It's a bit tricky to provide a reproducible example, but my issue is that I am bringing in a dataset of British Geological Society mineral production data (after some slight tidying in Excel).
Specifically, from this website I'm downloading a .xlsx of production data for the diamond commodity from 2010 - 2020 by all countries.

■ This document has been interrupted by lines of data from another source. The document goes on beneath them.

PR #290, opened 2025-01-24
feat(chunkserver): Reduce strings RAM usage

lgsilva3087:
The previous version was caching the complete paths to the meta and data parts for each chunk, consuming a considerable amount of RAM.

This change only caches the basenames and uses the owner's meta and data paths to construct the final path.


ralcolea (approved):

dmga44 (approved):
LGTM.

When I bring it into R via readxl, the first column name has random characters appended to it -- so instead of Country
, it reads \r\n\tCountry
.
From poking around at other answers, I feel like this could be some strange SQL artifact in the original dataset (?), and I read that you could set readxl with specific encoding to prevent this, but it seems like readxl doesn't take that argument anymore.
My code:
library(tidyverse)
library(readxl)
# Set working directory.--------------------------------------------------------
setwd("Filepath/Project")
# Load data.--------------------------------------------------------------------
df <- read_xlsx("Filepath/Diamond Datasheet.xlsx")
And the head(df) output:
# A tibble: 6 x 12
`\r\n\tCountry` `2010` `2011` `2012` `2013` `2014` `2015` `2016` `2017` `2018` `2019` `2020`
<chr> <dbl> <dbl> <dbl> <dbl> <dbl> <dbl> <dbl> <dbl> <dbl> <dbl> <dbl>
1 Angola 8362139 8328519 8330996 8601696 8791340 9018942 9021767 9438802 8.41e6 9.15e6 7.73e6
2 Australia 9997752 7561487 8625996 11481749 9288118 13560795 13958000 17135000 1.40e7 1.22e7 9.98e6
3 Botswana 22019000 22903000 20478000 22597000 24658000 20824000 20954000 22900000 2.74e7 2.37e7 1.69e7
4 Brazil 25394 45536 46292 49166 56923 31826 183500 254896 2.51e5 1.66e5 1.25e5
5 Cameroon 6000 6000 5000 5000 6000 4500 3000 3500 3.6 e3 3.5 e3 4.2 e3
6 Canada 11773000 10795000 10529215 10561600 12082000 11677472 11103500 23198761 2.28e7 1.85e7 1.50e7
The \r\n\tCountry
bit is the weird part to me. Many thanks for any advice.